= Passenger leukocyte =

Type of cell

In tissue and organ transplantation, the passenger leukocyte theory is the proposition that leucocytes within a transplanted allograft sensitize the recipient's alloreactive T-lymphocytes, causing transplant rejection.

The concept was first proposed by George Davis Snell and the term coined in 1968 when Elkins and Guttmann showed that leukocytes present in a donor graft initiate an immune response in the recipient of a transplant.

== Immunogenicity reduction research ==
An experimental study using rat islet allografts found that dendritic cells, which are a type of passenger leukocyte, play a key role in the initiation of transplant rejection. In the 1984 study, donor dendritic cells were subjected to UV irradiation before the transplantation. This treatment significantly reduced their ability to activate the recipient's T cells in mixed lymphocyte reactions or MLRs. This resulted in graph survival increasing from an average of 4.6 days to 18 days in patients with no immunosuppressive drug intake.

A second study in 1984 (Faustman et al.) illustrated that donor dendritic cells, an essential component of the passenger leukocyte population, were insufficient to trigger acute rejection of pancreatic islet allografts in mice. Donor islets that were pretreated with a dendritic specific antibody, 33D1, resulted in survival of over 200 days. Untreated grafts were rejected within 12 days.
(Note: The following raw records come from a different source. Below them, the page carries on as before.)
PR #2530, opened 2024-10-31
Tell password managers to stop trying to fill `name` field

david-crespo:
This 1Password thing on `name` fields in our forms is so silly.

image

I've noticed this forever but didn't realize how easy it would be to fix. 

https://www.stefanjudis.com/snippets/turn-off-password-managers/


charliepark (approved):
nice

PR #2531, opened 2024-11-01
Breadcrumbs powered by `useMatches()`

david-crespo:
This more or less works already, but needs some tweaks to the route config to make it produce the correct results. The route config changes are simple, but they change the indentation, so the [whitespace-hidden diff](https://github.com/oxidecomputer/console/pull/2531/files?w=1) is much better.

image

- [x] Basic `useMatches()` thing works
- [x] Add Projects crumb
- [ ] Add a mechanism for hiding crumbs for tab routes, or just remove the crumbs from the tabs


david-crespo:
This is pretty good, though there are still a few weird things, mostly around route tabs. Also edit and create forms. I think we could do without crumbs for those. I just didn't want to change the route config too much yet.

https://github.com/user-attachments/assets/12475fa6-b8b9-41e6-a4d1-28660f99e147

Route tabs already had crumbs defined so they would show up in the page title. We can easily remove them, and I tried that, but then you end up with this weirdness with nested ones, where you can click into the router detail, where you clearly want the crumb, and then when you click back up, the crumb disappears:

https://github.com/user-attachments/assets/e1694af5-7c9f-4555-8198-183f2284b2e5

charliepark (approved):
I'm having trouble getting this to run locally, but the code looks good.

Edit: Seems like the tests are missing some `Projects` in the expected strings. I can add those in.

PR #2533, opened 2024-11-06
Add side modal heading

benjaminleonard:
https://console-git-side-modal-title-oxidecomputer.vercel.app/projects/mock-project/vpcs/mock-vpc/firewall-rules-new

---

Added `SideModal.Heading` – example usage on Firewall Rules side modal to be used also within #2511.

image

The size looks good to me, making it semi seems to have made the difference in distinguishing it.

Also in terms of usage – I think a heading should always be preceded by a divider, things are going to get messy if we drop it in to group inputs willy nilly.

### DIFF
--- a/app/forms/firewall-rules-common.tsx
+++ b/app/forms/firewall-rules-common.tsx
@@ -425,8 +425,8 @@ export const CommonFields = ({ control, nameTaken, error }: CommonFieldsProps) =
           <>
             <p>
               Targets determine the instances to which this rule applies. You can target
-              instances directly by name, or specify a VPC, VPC subnet, IP, or IP subnet,
-              which will apply the rule to traffic going to all matching instances.
+              instances directly or specify a VPC, VPC subnet, IP, or IP subnet, which will
+              apply the rule to traffic going to all matching instances.
             </p>
             <p className="mt-2">
               Targets are additive: the rule applies to instances matching{' '}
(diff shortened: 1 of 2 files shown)


app/forms/firewall-rules-common.tsx
```diff
@@ -523,45 +529,48 @@ export const CommonFields = ({ control, nameTaken, error }: CommonFieldsProps) =
...
+        <FieldLabel id="portRange-label" htmlFor="portRange" className="mb-2">
+          Protocol filters
+        </FieldLabel>
+        {/* <legend className="mb-2 mt-4 text-sans-lg">Protocol filters</legend> */}
         <ProtocolField control={control} protocol="TCP" />
         <ProtocolField control={control} protocol="UDP" />
         <ProtocolField control={control} protocol="ICMP" />
       </fieldset>
 
-      <div className="flex flex-col gap-3">
```
benjaminleonard, line 532: This stuff is unnecessary because the overall thing already has the spacing, it also causes a bit of havok since the spacing here is different.

app/forms/firewall-rules-common.tsx
```diff
@@ -415,46 +417,50 @@ export const CommonFields = ({ control, nameTaken, error }: CommonFieldsProps) =
...
-          variant="info"
-          content={
-            <>
+      <SideModal.Heading>Targets</SideModal.Heading>
+
+      <Message
+        variant="info"
+        content={
+          <>
+            <p>
```
david-crespo, line 426: needs spacing

image

PR #2537, opened 2024-11-07
Add help text + request signing section header to IdP form

david-crespo:
Following up on https://github.com/oxidecomputer/console/pull/2511#issuecomment-2460418920. Let's be sooooooo helpful.

image

image

### DIFF
--- a/app/forms/idp/create.tsx
+++ b/app/forms/idp/create.tsx
@@ -156,7 +156,6 @@ export function CreateIdpSideModalForm() {
             <code>
               /login/{silo}/saml/{name.trim() || 'idp-name'}
             </code>
-            .
           </>
         }
       />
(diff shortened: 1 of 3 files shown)


david-crespo:
Moved on top of #2510 so we can get extra snazzy.

image

app/forms/idp/create.tsx
```diff
@@ -120,7 +122,36 @@ export function CreateIdpSideModalForm() {
...
+        name="name"
+        control={form.control}
+        description={
+          <>
+            A short name for the provider in our system. Users will see it in the path to
+            the login page:{' '}
+            <code>
+              /login/{silo}/saml/{name.trim() || 'idp-name'}
+            </code>
+            .
```
charliepark, line 151: If we're ending the copy with `<code>`, I think it looks better (and clearer) without the ultimate period. Thoughts about leaving that off?

david-crespo: I have it in there because it’s two sentences. Otherwise I would leave it out.

david-crespo: Hm, yeah I think you’re right. I’ll take it out.

PR #2825, opened 2025-05-15
Bump max instance RAM to 1024 GiB

### LINKED ISSUE #2824: Bump up maximum VM memory size to 1024 GiB
The maximum is raised to 1024 GiB with the fixes in https://github.com/oxidecomputer/omicron/issues/7918. Once the related PRs have landed, please change the web console validations to match with the new maximum size.

david-crespo:
Closes #2824 

Turns out we don't have any tests exercising these limits, and while testing it I noticed that we do something really annoying on instance create if you type in too big of a RAM amount. Unlike in the resize modal, where we correctly show an error on blur, on instance create we just silently change the value to the max.

image

### DIFF
--- a/app/api/util.ts
+++ b/app/api/util.ts
@@ -23,13 +23,13 @@ import type {
   VpcFirewallRuleUpdate,
 } from './__generated__/Api'
 
-// API limits encoded in https://github.com/oxidecomputer/omicron/blob/main/nexus/src/app/mod.rs
+// API limits encoded in https://github.com/oxidecomputer/omicron/blob/b7af5f8e/nexus/src/app/mod.rs
 
 export const MAX_NICS_PER_INSTANCE = 8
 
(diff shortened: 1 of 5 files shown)


david-crespo:
> The minValue and maxValue props can be used to limit the entered value to a specific range. The value will be clamped when the user blurs the input field.

https://react-spectrum.adobe.com/react-aria/useNumberField.html#minimum-and-maximum-values

The difference between instance create and resize is that we are not passing `max` in the resize one (relying solely on the explicit validation function to validate on blur) so it is not doing the clamping. The downside here is that the up button doesn't get disabled when you reach the max, which is cute. If forced to choose, I'd rather have validate on blur than disabled button, but I'll see if we can get both.

david-crespo:
Tolerable IMO even though the up button (and up arrow key) isn't disabled. At these numbers you're probably not using them anyway.

image

PR #2826, opened 2025-05-16
Tailwind v4

benjaminleonard:
From https://github.com/oxidecomputer/design-system/pull/133

We can hold on this and revisit until we have fewer PRs since it touches so many files, I just wanted to find any issues with the design system upgrade first. It did surface a couple small issues which I've fixed.

The lack of a z-index utility is a little clunky here. And still a couple things to fix. There's some strange table behaviour and I think I need to check the complex variants are behaving as they should.


app/components/CapacityBars.tsx
```diff
@@ -23,7 +23,7 @@ export const CapacityBars = ({
   allocatedLabel: string
 }) => {
   return (
-    <div className="mb-12 flex min-w-min flex-col gap-3 lg+:flex-row">
+    <div className="1000:flex-row mb-12 flex min-w-min flex-col gap-3">
```
benjaminleonard, line 26: These breakpoints I've added to the design system, previously we had a different style for this syntax each time. The width syntax here I find much easier since I don't have to remember how wide `sm` is.

benjaminleonard:
@david-crespo Let me know if it's worth pushing this to fix all the remaining bits or leave for later

PR #2833, opened 2025-06-03
List and delete my access tokens

david-crespo:
Built on top of https://github.com/oxidecomputer/omicron/pull/8231, so that needs to merge and then we need to bump the API here to a main commit.

---

My tokens page is very straightforward — all you can do is list and delete, and those operations are extremely simple.

image

Extra messaging in confirmation explaining what happens when you kill a token:

image

Tooltip on `id` column explaining that it is not the token itself.

image

### Moved to #2834

~~Access page is a little harder — any silo viewer can see this value, and that's basically everyone, but only silo admins can edit it. We don't have a good way to detect who is a silo admin. For fleet viewer, we hit an endpoint and see if it 403s. I was thinking maybe we should add `fleet_role` and `silo_role` fields to the `/v1/me` response — that would make this easy. Not sure if there's good stopgap for v15, or **maybe we should just take this page out and leave it to the CLI for now**.~~

image

### DIFF
--- a/app/pages/settings/AccessTokensPage.tsx
+++ b/app/pages/settings/AccessTokensPage.tsx
@@ -8,13 +8,7 @@
 import { createColumnHelper } from '@tanstack/react-table'
 import { useCallback, useMemo } from 'react'
 
-import {
-  getListQFn,
-  queryClient,
-  useApiMutation,
-  useApiQueryClient,
-  type DeviceAccessToken,
-} from '@oxide/api'
+import { getListQFn, queryClient, useApiMutation, type DeviceAccessToken } from '@oxide/api'
 import { AccessToken16Icon, AccessToken24Icon } from '@oxide/design-system/icons/react'
 
 import { DocsPopover } from '~/components/DocsPopover'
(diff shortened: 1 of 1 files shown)


benjaminleonard:
I like we're best leaving out the access setting part. In part because of the permissions issue, but also that design will change, whereas the table is likely to stay as it is.

app/layouts/SiloLayout.tsx
```diff
@@ -68,7 +68,7 @@ export default function SiloLayout() {
             <Metrics16Icon /> Utilization
           </NavLinkItem>
           <NavLinkItem to={pb.siloAccess()}>
-            <Access16Icon /> Access
+            <Access16Icon /> Silo Access
```
david-crespo, line 71: I kept these renames from the silo access page changes because they're easy wins.

david-crespo:
[I've had it with these monkey-fighting flakes on this monday-to-friday plane](https://www.youtube.com/watch?v=z4t6zNZ-b0A)

PR #2838, opened 2025-06-16
Add sled policy data to sled page

### LINKED ISSUE #2837: Add sled policy data to view page
We have the `kind`, `provision_policy`, and `state` on the sled inventory list view (https://github.com/oxidecomputer/console/issues/2333) . It would be very helpful to have this data replicated on the individual sled view as well. When changing the sled state I am often looking at the sled view page, and it would be nice to be able to verify the state change on that page instead of going back to the list page.

charliepark:
This PR adds policy data (already present on the sleds overview page) to the individual sled view page.

Before:
image

After:
Screenshot 2025-06-16 at 10 50 41 AM

This does lose the `Location | Coming soon` line, but I suspect that was added as a means of balancing the rows.
It also adjusts the order of cells in a way that makes more sense on a larger window (like having the two "Usable _____" cells in the bottom of the right-hand column), but as most of our layouts are optimized for desktops over mobile, this seemed like it made more sense.

Closes #2837

### DIFF
--- a/app/pages/system/inventory/SledsTab.tsx
+++ b/app/pages/system/inventory/SledsTab.tsx
@@ -20,7 +20,7 @@ import { ProvisionPolicyBadge, SledKindBadge, SledStateBadge } from './sled/Sled
 const sledList = getListQFn('sledList', {})
 
 export async function clientLoader() {
-  await queryClient.prefetchQuery(sledList.optionsFn())
+  await queryClient.fetchQuery(sledList.optionsFn())
   return null
 }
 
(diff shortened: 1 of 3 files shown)


david-crespo:
We have this second layer of header in the list view to explain what "kind" means and to group kind and provision policy like they are in the response. We can't quite do that here, but calling kind "policy kind" might help. On the other hand it might look weird to have "policy kind" and "provision policy". Maybe @benjaminleonard will have an idea.

image

https://github.com/oxidecomputer/console/blob/e71c8282bb38d881eee39bc4f1a3fa6ad78443b4/app/api/__generated__/Api.ts#L3632-L3644

Issue #2831, opened 2025-05-23
Empty IP column in gateways table is misleading


david-crespo:
When you create a gateway and attach a pool, you will see an empty IP address column and it makes you think there should be something there, when in fact attaching the pool will usually be sufficient.

https://docs.oxide.computer/guides/configuring-guest-networking#internet-gateway

![Image](https://github.com/user-attachments/assets/ca0c4498-2c83-41e8-b50e-03dedd4b7162)

Details TBD, but I think we can take the IP column out of the table and let it show up only in the side modal, where we already have this helpful message. Another approach would be to leave it there but add a tooltip (either in the column header or on the "—" itself) with the same helpful message.

<img width="474" alt="Image" src="https://github.com/user-attachments/assets/6145d777-1d34-4dde-9040-ab7640ef440a" />

david-crespo:
Discussed this in chat [here](https://matrix.to/#/!oSMXTSrgambaNFEemN:oxide.computer/$-RrKkIPcHBrEt1gi9-hMfsKJkVZI8S5oNEq3_yrnckM?via=oxide.computer&via=unix.house&via=matrix.org).

PR #2839, opened 2025-06-16
Move IP Address column in Internet Gateways table

charliepark:
This moves the `Attached IP Address` column to come after the `Attached IP Pool` column, and adds a header with explanatory text.
Screenshot 2025-06-16 at 2 47 55 PM

Relates to #2831, but, per Crespo's comments below, does not fully address the root issue.

### DIFF
--- a/app/pages/project/vpcs/VpcGatewaysTab.tsx
+++ b/app/pages/project/vpcs/VpcGatewaysTab.tsx
@@ -69,17 +69,15 @@ export async function clientLoader({ params }: LoaderFunctionArgs) {
 
   await Promise.all([
     ...gateways.items.flatMap((gateway: InternetGateway) => [
-      queryClient.prefetchQuery(
+      queryClient.fetchQuery(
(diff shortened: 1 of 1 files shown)


app/pages/project/vpcs/VpcGatewaysTab.tsx
```diff
@@ -68,17 +69,15 @@ export async function clientLoader({ params }: LoaderFunctionArgs) {
 
   await Promise.all([
     ...gateways.items.flatMap((gateway: InternetGateway) => [
-      queryClient.prefetchQuery(
+      queryClient.fetchQuery(
```
charliepark, line 72: General prefetchQuery → fetchQuery migration discussed in 2616

david-crespo (approved):
Approving this as a small net improvement but I'm still really unsatisfied with the presentation, so maybe we shouldn't close #2831, or maybe we should make a new issue for general clarification on this page. It's still hard to guess from the console or the docs how any of this works (example below from my chat with Kyle of the background I consider missing, linked in #2831). I might feel better about the console if the docs were better.

image

PR #2841, opened 2025-06-27
Add data minitable component

benjaminleonard:
Proposal for an intermediary component that handles the most common `MiniTable` pattern.

The key things this is solving for:

- **Consistency**: All tables using this component will have the same structure and behaviour
- **Maintainability**: Changes to table behaviour only need to be made in one place 

Thoughts @charliepark @david-crespo 

This works as it did on the instance create page, if you think it's a worthwhile addition I can convert the others.

image

The other motivation being that as we add the input minitable component the logic is likely going to get a bit more complicated.

### DIFF
--- a/app/components/form/fields/DisksTableField.tsx
+++ b/app/components/form/fields/DisksTableField.tsx
@@ -13,7 +13,6 @@ import type { DiskCreate } from '@oxide/api'
 import { AttachDiskModalForm } from '~/forms/disk-attach'
 import { CreateDiskSideModalForm } from '~/forms/disk-create'
 import type { InstanceCreateInput } from '~/forms/instance-create'
-import { EmptyCell } from '~/table/cells/EmptyCell'
 import { sizeCellInner } from '~/table/columns/common'
 import { Badge } from '~/ui/lib/Badge'
 import { Button } from '~/ui/lib/Button'
@@ -22,7 +21,7 @@ import { Truncate } from '~/ui/lib/Truncate'
 
 export type DiskTableItem =
   | (DiskCreate & { type: 'create' })
-  | { name: string; type: 'attach' }
+  | { name: string; type: 'attach'; size: number }
 
 /**
  * Designed less for reuse, more to encapsulate logic that would otherwise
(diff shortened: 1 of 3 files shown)


david-crespo:
I think this is good, just looking through and making some tweaks. I don't think all the accessibility stuff is necessarily needed since it's a `<table>` and the browser + screenreaders know what to do with that. 

For example, I took off the `rowLabel` and tested the table with voiceover, and when you go through the cells it tells you what's in each, using the column header and the cell value together. It may be marginally better to have it on the row, or honestly it may not and it may throw screenreaders off since it's an unusual thing to do.

2025-06-27-table-voiceover

benjaminleonard:
Even simpler, fantastic. And that tracks, perhaps aria labels are more useful if you're doing something unexpected?

app/components/form/fields/NetworkInterfaceField.tsx
```diff
@@ -76,38 +76,29 @@ export function NetworkInterfaceField({
...
+                    type: 'create',
+                    params: value.params.filter((i) => i.name !== item.name),
+                  })
+                }
+                removeLabel={(item) => `remove network interface ${item.name}`}
+                // empty state not used because the table is hidden when there are none
+                emptyState={{
+                  title: 'No network interfaces',
+                  body: 'Add a network interface to see it here',
+                }}
```
david-crespo: The fact that this thing about empty state not being used is true for 4 of them suggests we should make it optional, though it's error-prone, because if we accidentally leave it out, it'll look bad when empty. Another way to do it would be to make it so that if emptyState is left out, have the table hide itself when the list is empty. That's kind of neat.

david-crespo: Well, the other thing we could do is get rid of that behavior and let the empty state do its thing. But it looks kind of huge.

image

benjaminleonard: I'll prod at that behaviour but what you did works for now and not a blocker

PR #2842, opened 2025-06-29
Show size of attached disks in mini table

### LINKED ISSUE #1662: Instance creation: Disk size is not shown for existing disks to be attached
attach-disks-missing-size
The disk size information should be available for existing disks and displayed in the disk section shown above.

charliepark:
This adds in a fix for #1662, where we aren't showing the size of the _attached_ disks in the disks minitable.

As this isn't necessary for the `data-minitable` branch, I'm happy to wait until that branch is merged and I can merge this to main, but if you want to include it in the branch, it's available.

Screenshot 2025-06-29 at 9 11 24 AM

Closes #1662.

### DIFF
--- a/app/components/form/fields/DisksTableField.tsx
+++ b/app/components/form/fields/DisksTableField.tsx
@@ -8,12 +8,11 @@
 import { useState } from 'react'
 import { useController, type Control } from 'react-hook-form'
 
-import type { Disk, DiskCreate } from '@oxide/api'
+import type { DiskCreate } from '@oxide/api'
 
 import { AttachDiskModalForm } from '~/forms/disk-attach'
 import { CreateDiskSideModalForm } from '~/forms/disk-create'
 import type { InstanceCreateInput } from '~/forms/instance-create'
-import { EmptyCell } from '~/table/cells/EmptyCell'
 import { sizeCellInner } from '~/table/columns/common'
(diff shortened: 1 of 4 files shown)


app/components/form/fields/DisksTableField.tsx
```diff
@@ -99,8 +100,11 @@ export function DisksTableField({
       {showDiskAttach && (
         <AttachDiskModalForm
           onDismiss={() => setShowDiskAttach(false)}
-          onSubmit={(values) => {
-            onChange([...items, { type: 'attach', ...values }])
+          onSubmit={({ name }: { name: string }) => {
+            onChange([
+              ...items,
+              { name, type: 'attach', size: allDisks.find((d) => d.name === name)?.size },
+            ])
```
david-crespo: Unfortunately `onChange` has type `(...event: any[]) => void`, which masks a kind of type error here: `size` has type `number` on `DiskTableItem`, but here it is `number | undefined`. You can see this by adding `satisfies DiskTableItem`, which is annoying but the best way I can think of to deal with this.

image

Rather than pulling the size here from the name, it can be done inside `AttachDiskModalForm` because you know that you have the disk on hand there, otherwise it would not show up in the combobox. I made the change already in order to test it out, so I'll just push that.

Additionally, a 1995 study demonstrated that obstructing the CD40-CD40L pathway using an anti-CD40L antibody could result in regulation in immune activity of the donor lymphocytes. This, along with donor lymphocyte pretreatment, prolonged the pancreatic islet allograft survival in mice, sometimes permanently. Emphasizing the role of passenger leukocyte-derived costimulation when it comes to graft rejection and demonstrated that disrupting it could induce transplant tolerance without physically removing donor leukocytes.

Recent findings suggest that passenger leukocytes may also impair graft quality through innate immune pathways. In a 2023 study using ex vivo lung perfusion showed that donor derived leukocytes that underwent pyroptosis  negatively affected the viability of lung grafts prior to transplantation. Nearly 26% of cells recovered during ex vivo lung perfusion were pyroptotic leukocytes. Additionally lungs with higher proportions of these cells showed reduced oxygenation capacity and increased inflammatory cytokines. This suggests that the minimizing of the immunogenicity may reduce the risk of rejection and improve graft viability and function.

Beyond cell depletion and costimulation studies, researchers have examined how the movement and fate of passenger leukocytes influence transplant outcomes. In a 2013 mouse liver transplant study, donor derived leukocytes were found to migrate rapidly to recipient lymphoid organs, with T and B cells reaching the lymph nodes and spleen within 1.5 hours after transplantation. In contrast, NK and NKT cells remained primarily in the liver. The study also showed early activation of recipient CD8⁺ T cells between 2 and 5 hours post transplant, followed by rapid deletion within 24 to 48 hours, a level of deletion greater than previously reported. This may help explain the frequent spontaneous acceptance seen in liver allografts. The findings suggest that migration patterns of different leukocyte subsets can influence immune response and that the spleen and lymph nodes may play distinct roles in tolerance induction.

=== Reevaluation ===
A 2016 study published in Science Immunology challenged the prevailing passenger leukocyte theory by showing that donor derived exosomes, not intact leukocytes, are the main drivers of T cell activation after transplantation. These exosomes, which carry donor MHC molecules, were taken up by recipient antigen presenting cells and displayed through a process called MHC cross-dressing. Recipient APCs presenting donor MHC robustly activated alloreactive T cells in both lab assays and mouse models of skin and heart transplants. In contrast, donor leukocytes appeared in low numbers and had minimal impact on T cell responses. The findings suggest that exosomes could play a more central role in early transplant rejection than previously recognized.